Food waste directly affects your cost of goods sold and gross profit. There are two ways to handle it in your books, and the better approach depends on how much visibility you want.

The simple method lets spoilage flow through your regular COGS calculation. When you do inventory counts, spoiled product shows up as lower ending inventory. That automatically increases your COGS because you have less on hand than you purchased. This works if waste is minimal and you don’t need to analyze it separately.

The better method tracks spoilage in a dedicated account. Create an expense account called Spoilage and Waste or Inventory Shrinkage under your cost of goods sold section. When product goes bad, debit this account and credit your inventory asset. Now you can see exactly how much you’re losing to waste rather than having it hidden in your overall food costs.
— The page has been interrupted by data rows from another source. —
Issue #1252, opened 2026-02-03
add SST version to SsTableInfo to avoid double GET


agavra:
OK I looked into this and I _think_ the proper way to do this is to add the version into SsTableInfo so when we load the header in first place (Claude prototyped this and it seems to work). This will require a fbs change, so I'll defer it to a follow-up PR.

_Originally posted by @agavra in https://github.com/slatedb/slatedb/pull/1248#discussion_r2760180368_

criccomini:
@agavra is this fixed with #1341

agavra:
no, we need to refactor the code to use it instead

rodesai:
> no, we need to refactor the code to use it instead

#1341 already changes the iterator to do that that unless I'm missing something.

agavra:
Ah indeed it does! I had missed that 🙏

PR #1341, opened 2026-02-26
Include sst format version in manifest/SsTableHandle

rodesai:
## Summary

Include the SST format version in manifest and SsTableHandle so that it's available to reads without an object store read.

## Changes

Updates:
- `CompactedSsTable` in fb schema to include the sst format version
- SsTableHandle to include the sst format version
- Manifest/Compactions codecs to encode/decode the sst format version. When the field is not present, decode as v1
- Sst iter to use the format version from the handle rather than reading from object store

## Notes for Reviewers

1. review the schema changes
2. review the changes to flatbuffer_types.rs
3. review the changes to SsTableHandle and its callers
4. review the changes to SstIterator

## Checklist

Thank you for the review! 🙏

### DIFF
--- a/slatedb/src/flatbuffer_types.rs
+++ b/slatedb/src/flatbuffer_types.rs
@@ -1295,10 +1295,7 @@ mod tests {
         let decoded = codec.decode(&bytes).expect("failed to decode manifest");
 
         // then:
-        assert_eq!(
-            decoded.core.l0[0].format_version,
-            SST_FORMAT_VERSION_LATEST
-        );
+        assert_eq!(decoded.core.l0[0].format_version, SST_FORMAT_VERSION_LATEST);
         assert_eq!(
             decoded.core.compacted[0].ssts[0].format_version,
             SST_FORMAT_VERSION_LATEST
@@ -1312,8 +1309,7 @@ mod tests {
         // on CompactedSsTable entries, simulating a legacy manifest
         use super::root_generated::{
             CompactedSsTable, CompactedSsTableArgs, ManifestV1, ManifestV1Args,
-            SortedRun as FbSortedRun, SortedRunArgs, SsTableInfo as FbSsTableInfo,
-            SsTableInfoArgs,
+            SortedRun as FbSortedRun, SortedRunArgs, SsTableInfo as FbSsTableInfo, SsTableInfoArgs,
         };
         let mut fbb = flatbuffers::FlatBufferBuilder::new();
         // Build an L0 SST without format_version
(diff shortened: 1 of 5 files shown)


slatedb/src/flatbuffer_types.rs
```diff
@@ -1247,4 +1262,282 @@ mod tests {
...
+        assert_eq!(
+            decoded.core.compacted[0].ssts[0].format_version,
+            SST_FORMAT_VERSION_LATEST
+        );
+        assert_eq!(manifest, decoded);
+    }
+
+    #[test]
+    fn test_should_decode_sst_with_no_version_set_using_original_version() {
+        // given: manually build a manifest flatbuffer without setting format_version
```
rodesai, line 1308: this kind of sucks, but I'm not sure how to best test this in this PR. We really need some more structured way of detecting format changes and recording blobs that use older formats and verifying they can be read correctly, but that felt well beyond the scope of what I was trying to do here.

slatedb/src/db_state.rs
```diff
@@ -27,6 +27,9 @@ pub struct SsTableHandle {
     /// The unique identifier for this SSTable. The table can be either a WAL SST or a compacted SST.
     pub id: SsTableId,
 
+    /// The format version that this SSTable was serialized with.
+    pub(crate) format_version: u16,
```
agavra, line 31: if we're putting this here I think that can dramatically simplify the code related to format handling that I had piped around. Specifically I think it can solve #1252 - we can do that as a follow-up if we want

slatedb/src/format/sst.rs
agavra, line 538: do we still need to encode the version in the header after this PR?

slatedb/src/flatbuffer_types.rs
agavra: yeah I did the same thing in another test (see #1333). agree it would be nice to have a more systematic way of testing this

slatedb/src/format/sst.rs
rodesai: Having the SSTs be self-describing is a good property to preserve so you don't necessarily need a manifest to introspect them.

agavra: Got it, I thought we encoded the fbs in the SST file but clearly I got that wrong? I'm a bit confused about whats in the SST file and what's just in the manifest 😵‍💫

agavra (approved):
My only concern was whether we need the version twice, but I think the conversation we had clarifies that.

slatedb/src/format/sst.rs
rodesai: We encode the info, but not the wrapping struct that holds the id and other metadata. The info feels specific to the format version so I didn't want to put the version in there.

agavra: > The info feels specific to the format version so I didn't want to put the version in there.

agreed, that's why i didn't originally put it in there. this makes sense to me. To be extra clear, it's just purely a manifest change then?

rodesai: Almost. We're adding the format version to the sst metadata in the manifest and the compaction state which records output ssts using the same flatbuffer struct. I think that's within the bounds of what you mean by "purely a manifest change"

The tracking only works if you capture what’s being thrown out. A waste log is essential. Every time someone discards product, they record what it was, the quantity or weight, and the reason. Was it expired? Damaged? Over-prepped and never used? The waste log creates the documentation you need for accurate bookkeeping and helps you spot patterns that are costing you money.

Physical inventory counts should happen weekly for perishables. Compare what you should have based on purchases minus sales to what’s actually on the shelves. The gap between theoretical and actual inventory is shrinkage, which includes spoilage, portioning errors, and theft. Regular counts catch problems before they compound.

When you identify spoiled product, record it promptly. Waiting until month-end to batch all your waste entries means relying on memory and incomplete logs. Inventory accounting works best when entries happen close to when the actual waste occurs.

For tax purposes, spoilage reduces your taxable income because it’s part of your cost of goods sold. The IRS doesn’t require itemized receipts for every discarded item, but you need reasonable documentation showing the losses are legitimate and business-related. Your waste logs and inventory count sheets provide that support if you’re ever questioned.

The data you collect should inform purchasing decisions. If you’re consistently throwing out the same items, you’re either ordering too much or not rotating stock properly. A good waste tracking system pays for itself by helping you reduce the waste in the first place.

Most Andover, MA payroll service clients in food businesses find that separating spoilage from general COGS gives them the visibility they need to manage food costs effectively. Knowing your waste percentage lets you benchmark against industry standards and set realistic targets for improvement.